La prima cosa che ti colpisce alle Cinque Terre è il paesaggio: la montagna che si butta in mare, i paesini arroccati sulle coste rocciose, i muretti a secco, i Santuari, i boschi. Ma è un paesaggio che bisogna anche leggere e interpretare. È stato definito un paesaggio “vivente”. Con buona pace dei naturalisti-puristi, è un paesaggio in società, tra natura e uomo. La natura ha fatto la sua parte, ma l'uomo poi l'ha plasmato e conservato. Senza l'uomo, le Cinque Terre non solo non sarebbero le Cinque Terre, ma crollerebbero letteralmente nel giro di qualche lustro. In parte stanno già crollando, o meglio scivolando e franando, proprio laddove l'uomo le ha abbandonate. Come ha dimostrato l'alluvione disastrosa del 2011.

Le Cinque Terre dal 1997 sono Patrimonio dell’Umanità UNESCO e il Parco Nazionale è nato come istituzione nel 1999. È piccolo (circa 4.000 ettari), densamente abitato (4.500 persone) ma soprattutto “visitato” (qualcuno potrebbe dire “invaso”) da due milioni e mezzo di turisti all'anno. Turisti (furbi) che ci arrivano in treno, turisti (meno furbi) che provano ad arrivarci in macchina, turisti scaricati dalle Crociere. Turisti che perlopiù – dopo aver ammirato il paesaggio che in quanto tale si pone all'attenzione di tutti - si aggirano passeggiando un po' annoiati per i paesi, mangiando un gelato o una focaccia.
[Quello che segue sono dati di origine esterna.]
PR #91, opened 2020-06-11
UI better conceptually conforms to connectionless API

andrewazores:
This removes the "dynamic routing" from the UI, making all views routable at all times. For the nested recording creation form subviews, they also gain a target selection widget so that they continue to make sense in context. This allows a user to visit any in-app URL without encountering the 404 page that was previously found, since no target would have been selected in the initial application state.


andrewazores:
I'm a little conflicted on the TargetSelect widget being visible in the recording creation forms. It makes sense that all views that have to do with a specific target should have that widget available, but on the other hand the recording creation forms are only reachable in-app when the user has already first selected a target and visited another view. But without the selection widget being there, the user can directly visit the recording creation forms by URL and end up in a weird situation where they are at the forms but the creation will always fail because there is no select target.

Also, I still need to implement a better indication for why the view is blank when the user visits the Recordings or Events views and does not have a target selected. This should be distinct from an "empty state" for the list views that should normally be populated into those views when a target is selected.

jiekang:
Code wise I think it looks okay. UX wise I guess this is our foray into how we want things to end up. I agree with your concerns. Maybe target connection is something that should be done in an off-page widget on the side where Dashboard, etc. are. or even added to the header.

andrewazores:
I think either of your suggestions sound like a good UX, so I'll take a look and see which one better fits with Patternfly's UX guidelines and see about implementing that in a later PR.

andrewazores:
Maybe the page header "context selector" is the right thing for this? https://www.patternfly.org/v4/design-guidelines/usage-and-behavior/navigation-system

It seems like it's meant for primarily for changing the layout and components on the page, not necessarily just changing the information within the components. But it seems like it would probably work well and more or less fits the intent of the design.

Also, I rebased this PR, so it should be ready for merge once it's approved.

jiekang:
The context selector you linked looks like something we can try out.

Turisti che comunque rappresentano una risorsa economica straordinaria, a cui giustamente attingono le attività locali. Ma come?

Che turismo fare alle Cinque Terre? Sulla bellezza delle cinque località turistiche non c’è molto da aggiungere e poi basta consultare una Guida per sapere tutto. Il consiglio, magari scontato, è questo: va benissimo il mare, ma bisogna andare “dentro” questo paesaggio, o meglio… “sopra”! Il Parco è attrezzato per fornire guide (cartacee ma soprattutto UMANE) e itinerari che abbiamo cercato di raccontare anche nei video di questa web serie. Sarà anche faticoso, ma poi... son soddisfazioni uniche!